## What is required
Across the entries below, please work out how many lines contain the string "their" and give only the number.

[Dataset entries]
[Start of section]

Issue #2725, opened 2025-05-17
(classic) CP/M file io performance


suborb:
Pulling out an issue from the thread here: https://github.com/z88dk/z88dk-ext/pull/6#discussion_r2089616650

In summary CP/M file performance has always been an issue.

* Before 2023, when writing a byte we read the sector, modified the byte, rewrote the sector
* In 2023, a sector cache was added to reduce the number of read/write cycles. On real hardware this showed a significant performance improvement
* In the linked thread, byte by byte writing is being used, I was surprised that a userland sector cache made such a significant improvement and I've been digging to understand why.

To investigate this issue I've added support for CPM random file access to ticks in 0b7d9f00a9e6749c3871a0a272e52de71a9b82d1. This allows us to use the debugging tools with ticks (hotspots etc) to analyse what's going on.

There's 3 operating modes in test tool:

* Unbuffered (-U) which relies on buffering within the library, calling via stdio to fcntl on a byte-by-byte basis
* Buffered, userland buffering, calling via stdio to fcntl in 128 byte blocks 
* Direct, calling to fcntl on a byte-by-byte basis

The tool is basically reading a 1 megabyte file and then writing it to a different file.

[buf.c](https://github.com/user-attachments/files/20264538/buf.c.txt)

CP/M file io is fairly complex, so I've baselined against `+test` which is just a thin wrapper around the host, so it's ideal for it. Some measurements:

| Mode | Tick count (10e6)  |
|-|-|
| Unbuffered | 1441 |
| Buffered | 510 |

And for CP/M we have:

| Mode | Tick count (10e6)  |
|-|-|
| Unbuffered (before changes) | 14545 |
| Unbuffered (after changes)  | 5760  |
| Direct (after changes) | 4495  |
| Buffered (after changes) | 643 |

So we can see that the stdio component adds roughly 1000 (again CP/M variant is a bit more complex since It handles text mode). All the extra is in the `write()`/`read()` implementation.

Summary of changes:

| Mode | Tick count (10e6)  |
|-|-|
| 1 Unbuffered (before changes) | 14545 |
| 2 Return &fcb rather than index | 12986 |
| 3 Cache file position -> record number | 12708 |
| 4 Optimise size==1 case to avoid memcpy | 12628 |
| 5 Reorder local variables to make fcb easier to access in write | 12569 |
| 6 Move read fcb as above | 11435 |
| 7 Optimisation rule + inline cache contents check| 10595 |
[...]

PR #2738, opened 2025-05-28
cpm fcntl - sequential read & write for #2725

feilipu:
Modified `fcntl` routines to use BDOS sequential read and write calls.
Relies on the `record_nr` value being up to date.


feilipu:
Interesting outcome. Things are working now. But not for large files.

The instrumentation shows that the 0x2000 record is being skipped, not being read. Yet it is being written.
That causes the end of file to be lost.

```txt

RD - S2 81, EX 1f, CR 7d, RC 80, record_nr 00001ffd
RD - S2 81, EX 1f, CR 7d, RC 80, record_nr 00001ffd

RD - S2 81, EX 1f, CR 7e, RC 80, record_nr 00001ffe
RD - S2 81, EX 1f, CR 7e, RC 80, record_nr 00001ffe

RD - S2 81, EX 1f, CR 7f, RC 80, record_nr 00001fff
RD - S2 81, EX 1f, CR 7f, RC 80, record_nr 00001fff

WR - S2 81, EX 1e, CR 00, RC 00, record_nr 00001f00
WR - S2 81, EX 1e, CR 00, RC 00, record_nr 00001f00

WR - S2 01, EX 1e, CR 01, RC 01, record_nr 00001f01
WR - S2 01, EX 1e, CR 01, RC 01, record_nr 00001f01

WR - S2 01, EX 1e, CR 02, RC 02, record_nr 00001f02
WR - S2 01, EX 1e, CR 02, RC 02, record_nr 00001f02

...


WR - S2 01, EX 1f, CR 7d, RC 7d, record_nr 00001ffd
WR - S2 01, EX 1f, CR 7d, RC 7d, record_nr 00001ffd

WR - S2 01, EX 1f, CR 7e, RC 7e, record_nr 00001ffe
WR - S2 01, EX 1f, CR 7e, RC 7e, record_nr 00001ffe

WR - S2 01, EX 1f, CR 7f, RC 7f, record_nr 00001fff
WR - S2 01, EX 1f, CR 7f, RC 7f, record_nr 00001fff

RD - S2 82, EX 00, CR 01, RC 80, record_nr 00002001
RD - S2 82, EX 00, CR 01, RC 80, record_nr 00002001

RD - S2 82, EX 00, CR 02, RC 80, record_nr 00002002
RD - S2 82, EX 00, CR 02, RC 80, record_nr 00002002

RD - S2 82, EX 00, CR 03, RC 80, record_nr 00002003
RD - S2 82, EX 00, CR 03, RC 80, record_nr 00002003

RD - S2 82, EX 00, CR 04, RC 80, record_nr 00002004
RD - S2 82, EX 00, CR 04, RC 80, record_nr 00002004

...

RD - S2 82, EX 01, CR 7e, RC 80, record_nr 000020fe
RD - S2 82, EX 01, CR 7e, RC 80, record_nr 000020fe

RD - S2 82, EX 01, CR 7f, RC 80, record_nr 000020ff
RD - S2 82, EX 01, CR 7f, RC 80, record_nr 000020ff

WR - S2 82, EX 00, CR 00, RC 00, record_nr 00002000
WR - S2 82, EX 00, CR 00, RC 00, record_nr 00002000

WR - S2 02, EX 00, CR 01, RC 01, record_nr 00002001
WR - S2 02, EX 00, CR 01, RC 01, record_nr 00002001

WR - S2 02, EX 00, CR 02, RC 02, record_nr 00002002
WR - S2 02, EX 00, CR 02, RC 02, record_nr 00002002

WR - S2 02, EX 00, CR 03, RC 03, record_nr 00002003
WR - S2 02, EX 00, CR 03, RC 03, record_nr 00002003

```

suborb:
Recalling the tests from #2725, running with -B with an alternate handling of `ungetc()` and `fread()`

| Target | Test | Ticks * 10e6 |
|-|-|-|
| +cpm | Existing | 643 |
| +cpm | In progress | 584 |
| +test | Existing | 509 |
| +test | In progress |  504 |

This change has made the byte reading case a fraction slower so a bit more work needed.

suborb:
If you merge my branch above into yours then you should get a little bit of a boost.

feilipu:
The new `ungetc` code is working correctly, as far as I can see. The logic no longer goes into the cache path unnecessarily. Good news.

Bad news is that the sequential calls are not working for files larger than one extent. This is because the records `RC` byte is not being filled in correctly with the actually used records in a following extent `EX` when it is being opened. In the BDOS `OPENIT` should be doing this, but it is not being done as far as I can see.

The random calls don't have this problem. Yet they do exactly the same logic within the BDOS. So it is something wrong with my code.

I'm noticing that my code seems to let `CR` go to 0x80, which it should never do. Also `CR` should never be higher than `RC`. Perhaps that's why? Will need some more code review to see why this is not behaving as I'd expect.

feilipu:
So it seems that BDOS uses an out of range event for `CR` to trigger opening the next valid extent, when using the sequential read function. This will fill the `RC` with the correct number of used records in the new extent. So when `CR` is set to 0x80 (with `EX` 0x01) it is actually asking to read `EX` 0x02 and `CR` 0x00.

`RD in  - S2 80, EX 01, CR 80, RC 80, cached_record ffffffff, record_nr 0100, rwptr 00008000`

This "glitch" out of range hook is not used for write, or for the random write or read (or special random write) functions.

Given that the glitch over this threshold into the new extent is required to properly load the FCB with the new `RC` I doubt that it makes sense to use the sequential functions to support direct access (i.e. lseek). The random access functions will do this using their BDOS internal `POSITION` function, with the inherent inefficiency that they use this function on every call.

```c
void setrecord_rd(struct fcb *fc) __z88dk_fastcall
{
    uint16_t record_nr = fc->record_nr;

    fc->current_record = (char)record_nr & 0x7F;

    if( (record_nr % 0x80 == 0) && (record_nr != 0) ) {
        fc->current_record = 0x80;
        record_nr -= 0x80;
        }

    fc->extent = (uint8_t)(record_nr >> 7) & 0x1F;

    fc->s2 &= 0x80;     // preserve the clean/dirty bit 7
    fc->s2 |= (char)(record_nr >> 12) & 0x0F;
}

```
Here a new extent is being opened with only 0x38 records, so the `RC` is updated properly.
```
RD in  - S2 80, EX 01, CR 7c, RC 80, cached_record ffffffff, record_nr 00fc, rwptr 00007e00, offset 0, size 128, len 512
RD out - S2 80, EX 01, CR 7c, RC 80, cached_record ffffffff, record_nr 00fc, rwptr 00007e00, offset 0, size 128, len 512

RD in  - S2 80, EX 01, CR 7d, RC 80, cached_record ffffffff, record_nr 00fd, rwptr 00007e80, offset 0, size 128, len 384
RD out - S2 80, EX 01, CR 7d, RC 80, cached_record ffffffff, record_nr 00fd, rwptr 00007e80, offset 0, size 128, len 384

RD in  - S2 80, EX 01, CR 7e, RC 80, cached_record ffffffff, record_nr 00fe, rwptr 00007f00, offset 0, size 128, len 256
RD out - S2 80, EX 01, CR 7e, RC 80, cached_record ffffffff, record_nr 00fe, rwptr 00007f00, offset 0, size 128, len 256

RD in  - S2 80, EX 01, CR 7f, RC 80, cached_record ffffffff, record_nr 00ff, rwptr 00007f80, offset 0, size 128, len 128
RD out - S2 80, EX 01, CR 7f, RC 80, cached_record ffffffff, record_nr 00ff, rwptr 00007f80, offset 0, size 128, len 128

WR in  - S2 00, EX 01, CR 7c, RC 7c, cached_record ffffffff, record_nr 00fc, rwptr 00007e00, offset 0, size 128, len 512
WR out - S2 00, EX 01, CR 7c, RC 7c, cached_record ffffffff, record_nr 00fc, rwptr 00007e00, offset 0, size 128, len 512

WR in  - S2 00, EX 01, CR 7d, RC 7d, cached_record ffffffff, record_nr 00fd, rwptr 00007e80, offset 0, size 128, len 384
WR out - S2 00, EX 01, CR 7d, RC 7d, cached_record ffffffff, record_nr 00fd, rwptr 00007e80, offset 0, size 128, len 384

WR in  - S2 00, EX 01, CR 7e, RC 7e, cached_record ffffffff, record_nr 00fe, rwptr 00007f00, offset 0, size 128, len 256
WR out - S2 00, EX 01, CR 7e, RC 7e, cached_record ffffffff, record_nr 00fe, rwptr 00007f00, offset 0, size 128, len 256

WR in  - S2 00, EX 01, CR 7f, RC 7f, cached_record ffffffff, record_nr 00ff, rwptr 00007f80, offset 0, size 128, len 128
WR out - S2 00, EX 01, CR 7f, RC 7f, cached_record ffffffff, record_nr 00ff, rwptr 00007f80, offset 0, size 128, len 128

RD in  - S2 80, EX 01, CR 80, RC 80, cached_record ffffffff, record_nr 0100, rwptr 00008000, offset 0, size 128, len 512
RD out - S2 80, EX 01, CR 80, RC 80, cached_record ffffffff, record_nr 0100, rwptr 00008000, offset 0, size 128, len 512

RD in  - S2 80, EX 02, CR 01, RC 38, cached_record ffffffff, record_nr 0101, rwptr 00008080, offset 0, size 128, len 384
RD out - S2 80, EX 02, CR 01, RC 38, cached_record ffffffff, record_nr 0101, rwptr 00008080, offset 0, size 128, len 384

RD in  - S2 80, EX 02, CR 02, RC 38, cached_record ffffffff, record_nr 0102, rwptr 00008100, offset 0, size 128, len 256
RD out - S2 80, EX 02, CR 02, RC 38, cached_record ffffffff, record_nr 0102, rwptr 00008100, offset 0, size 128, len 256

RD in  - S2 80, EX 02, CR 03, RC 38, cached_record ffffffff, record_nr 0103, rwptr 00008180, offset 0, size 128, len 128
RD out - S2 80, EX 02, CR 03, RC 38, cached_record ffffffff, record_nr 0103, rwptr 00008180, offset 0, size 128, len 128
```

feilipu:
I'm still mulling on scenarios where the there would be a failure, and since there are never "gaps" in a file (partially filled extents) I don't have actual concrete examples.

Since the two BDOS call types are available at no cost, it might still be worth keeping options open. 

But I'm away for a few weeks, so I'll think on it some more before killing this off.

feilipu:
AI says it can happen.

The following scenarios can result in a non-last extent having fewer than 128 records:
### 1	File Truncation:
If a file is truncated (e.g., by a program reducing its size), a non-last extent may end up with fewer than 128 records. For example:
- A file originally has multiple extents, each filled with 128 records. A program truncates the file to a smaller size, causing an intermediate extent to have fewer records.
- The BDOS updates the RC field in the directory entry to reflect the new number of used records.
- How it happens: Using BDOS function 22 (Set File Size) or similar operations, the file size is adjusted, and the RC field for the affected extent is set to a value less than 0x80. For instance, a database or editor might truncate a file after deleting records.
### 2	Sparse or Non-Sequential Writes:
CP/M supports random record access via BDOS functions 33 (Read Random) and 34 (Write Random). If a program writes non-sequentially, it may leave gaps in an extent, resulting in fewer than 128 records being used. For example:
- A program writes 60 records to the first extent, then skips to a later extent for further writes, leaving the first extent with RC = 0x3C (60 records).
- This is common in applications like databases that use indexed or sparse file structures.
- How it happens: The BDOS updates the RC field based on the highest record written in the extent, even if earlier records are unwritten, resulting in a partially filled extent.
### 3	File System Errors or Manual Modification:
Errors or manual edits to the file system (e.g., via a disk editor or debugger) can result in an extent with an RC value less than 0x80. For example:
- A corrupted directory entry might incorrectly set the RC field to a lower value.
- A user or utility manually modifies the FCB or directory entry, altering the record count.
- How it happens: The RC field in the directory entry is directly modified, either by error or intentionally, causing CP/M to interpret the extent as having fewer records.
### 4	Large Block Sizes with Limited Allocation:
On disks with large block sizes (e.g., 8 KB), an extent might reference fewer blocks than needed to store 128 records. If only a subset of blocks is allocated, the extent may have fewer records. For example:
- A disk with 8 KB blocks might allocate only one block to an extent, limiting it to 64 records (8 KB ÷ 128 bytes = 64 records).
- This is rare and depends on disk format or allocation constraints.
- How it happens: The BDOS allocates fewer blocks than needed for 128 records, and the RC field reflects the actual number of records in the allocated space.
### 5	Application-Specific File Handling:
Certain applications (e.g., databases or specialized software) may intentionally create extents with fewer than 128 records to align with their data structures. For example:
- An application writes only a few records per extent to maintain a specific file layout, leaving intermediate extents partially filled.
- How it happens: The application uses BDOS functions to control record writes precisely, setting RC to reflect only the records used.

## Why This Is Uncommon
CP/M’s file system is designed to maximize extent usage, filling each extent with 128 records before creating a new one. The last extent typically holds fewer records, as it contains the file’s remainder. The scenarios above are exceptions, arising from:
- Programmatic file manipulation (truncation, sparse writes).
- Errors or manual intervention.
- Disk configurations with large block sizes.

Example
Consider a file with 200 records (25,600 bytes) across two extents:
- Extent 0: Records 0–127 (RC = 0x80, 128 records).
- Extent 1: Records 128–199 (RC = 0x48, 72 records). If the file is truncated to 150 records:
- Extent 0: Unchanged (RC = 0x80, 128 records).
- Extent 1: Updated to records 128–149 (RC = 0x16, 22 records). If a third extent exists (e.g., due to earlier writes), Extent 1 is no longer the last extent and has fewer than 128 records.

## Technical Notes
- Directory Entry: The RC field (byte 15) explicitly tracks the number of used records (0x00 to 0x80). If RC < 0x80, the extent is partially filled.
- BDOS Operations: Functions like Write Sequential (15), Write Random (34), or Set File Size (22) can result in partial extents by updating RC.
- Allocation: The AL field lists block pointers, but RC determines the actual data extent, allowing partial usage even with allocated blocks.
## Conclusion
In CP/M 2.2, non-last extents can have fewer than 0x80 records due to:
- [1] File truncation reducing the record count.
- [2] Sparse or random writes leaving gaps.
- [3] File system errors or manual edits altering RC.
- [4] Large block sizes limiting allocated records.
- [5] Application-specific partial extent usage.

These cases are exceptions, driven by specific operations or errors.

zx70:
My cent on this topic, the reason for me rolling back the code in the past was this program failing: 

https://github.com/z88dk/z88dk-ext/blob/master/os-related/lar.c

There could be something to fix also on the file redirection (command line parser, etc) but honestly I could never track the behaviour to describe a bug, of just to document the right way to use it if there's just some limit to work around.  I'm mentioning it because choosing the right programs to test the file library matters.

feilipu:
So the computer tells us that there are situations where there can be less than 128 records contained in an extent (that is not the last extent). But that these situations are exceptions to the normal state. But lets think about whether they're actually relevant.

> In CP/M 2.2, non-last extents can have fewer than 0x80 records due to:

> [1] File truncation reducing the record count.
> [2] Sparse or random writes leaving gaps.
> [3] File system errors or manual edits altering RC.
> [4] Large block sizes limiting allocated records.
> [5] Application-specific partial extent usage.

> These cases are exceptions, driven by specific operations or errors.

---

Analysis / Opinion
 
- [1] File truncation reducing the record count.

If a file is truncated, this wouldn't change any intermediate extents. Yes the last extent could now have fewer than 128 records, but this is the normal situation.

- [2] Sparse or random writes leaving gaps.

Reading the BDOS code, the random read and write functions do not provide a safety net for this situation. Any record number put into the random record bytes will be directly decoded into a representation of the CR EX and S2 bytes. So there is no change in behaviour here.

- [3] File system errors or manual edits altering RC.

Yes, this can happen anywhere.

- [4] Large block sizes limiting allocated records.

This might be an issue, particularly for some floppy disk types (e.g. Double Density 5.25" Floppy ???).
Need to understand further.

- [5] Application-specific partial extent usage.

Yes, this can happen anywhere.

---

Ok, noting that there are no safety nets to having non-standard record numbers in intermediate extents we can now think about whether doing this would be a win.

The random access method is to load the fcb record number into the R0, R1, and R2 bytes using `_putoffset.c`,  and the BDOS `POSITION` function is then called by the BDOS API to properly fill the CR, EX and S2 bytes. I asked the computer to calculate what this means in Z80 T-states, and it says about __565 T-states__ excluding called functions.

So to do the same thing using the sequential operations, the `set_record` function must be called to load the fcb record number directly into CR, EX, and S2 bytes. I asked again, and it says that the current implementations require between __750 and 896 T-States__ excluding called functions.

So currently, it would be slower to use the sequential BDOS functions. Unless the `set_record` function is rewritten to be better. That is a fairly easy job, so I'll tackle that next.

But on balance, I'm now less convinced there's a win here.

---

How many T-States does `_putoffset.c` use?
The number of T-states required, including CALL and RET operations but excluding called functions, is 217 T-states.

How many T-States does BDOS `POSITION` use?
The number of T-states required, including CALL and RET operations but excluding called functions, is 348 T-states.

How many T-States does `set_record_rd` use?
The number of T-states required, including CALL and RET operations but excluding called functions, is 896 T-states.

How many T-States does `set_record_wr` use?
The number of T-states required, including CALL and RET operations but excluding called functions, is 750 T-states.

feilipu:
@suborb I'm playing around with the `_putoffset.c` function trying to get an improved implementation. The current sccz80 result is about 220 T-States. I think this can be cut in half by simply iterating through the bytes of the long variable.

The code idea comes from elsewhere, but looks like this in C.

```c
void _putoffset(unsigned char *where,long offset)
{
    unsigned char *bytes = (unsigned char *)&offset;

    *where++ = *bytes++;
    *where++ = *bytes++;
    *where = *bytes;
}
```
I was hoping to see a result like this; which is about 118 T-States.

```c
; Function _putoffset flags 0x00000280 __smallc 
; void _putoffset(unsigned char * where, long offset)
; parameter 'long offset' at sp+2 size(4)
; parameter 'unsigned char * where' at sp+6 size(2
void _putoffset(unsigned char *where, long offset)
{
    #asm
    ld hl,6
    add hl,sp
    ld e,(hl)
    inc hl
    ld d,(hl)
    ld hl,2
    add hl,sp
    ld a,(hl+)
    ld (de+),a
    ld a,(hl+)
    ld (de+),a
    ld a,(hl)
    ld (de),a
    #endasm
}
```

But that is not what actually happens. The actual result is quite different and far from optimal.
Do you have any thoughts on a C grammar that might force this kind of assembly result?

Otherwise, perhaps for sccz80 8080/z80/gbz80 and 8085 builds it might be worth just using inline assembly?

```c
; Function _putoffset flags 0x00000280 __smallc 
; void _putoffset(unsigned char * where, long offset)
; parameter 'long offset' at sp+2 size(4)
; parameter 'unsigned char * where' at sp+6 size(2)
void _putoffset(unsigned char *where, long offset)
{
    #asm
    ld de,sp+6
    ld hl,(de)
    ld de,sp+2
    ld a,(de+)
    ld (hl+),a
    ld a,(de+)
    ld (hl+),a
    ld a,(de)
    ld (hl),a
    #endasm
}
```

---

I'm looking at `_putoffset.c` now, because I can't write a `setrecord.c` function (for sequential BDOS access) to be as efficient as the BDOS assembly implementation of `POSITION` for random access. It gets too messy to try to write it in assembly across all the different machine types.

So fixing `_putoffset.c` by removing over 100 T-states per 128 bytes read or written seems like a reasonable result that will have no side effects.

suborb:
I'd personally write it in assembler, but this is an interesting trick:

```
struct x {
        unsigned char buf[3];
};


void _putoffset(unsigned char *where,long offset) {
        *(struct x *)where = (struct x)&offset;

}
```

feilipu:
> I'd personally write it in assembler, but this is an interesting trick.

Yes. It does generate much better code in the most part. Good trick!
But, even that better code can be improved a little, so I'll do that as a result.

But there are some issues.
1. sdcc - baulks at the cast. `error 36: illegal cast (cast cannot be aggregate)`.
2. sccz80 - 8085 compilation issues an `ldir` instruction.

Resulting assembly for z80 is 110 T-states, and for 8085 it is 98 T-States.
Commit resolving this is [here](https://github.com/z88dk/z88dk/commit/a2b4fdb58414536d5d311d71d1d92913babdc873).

[End of section]

## The completed task
2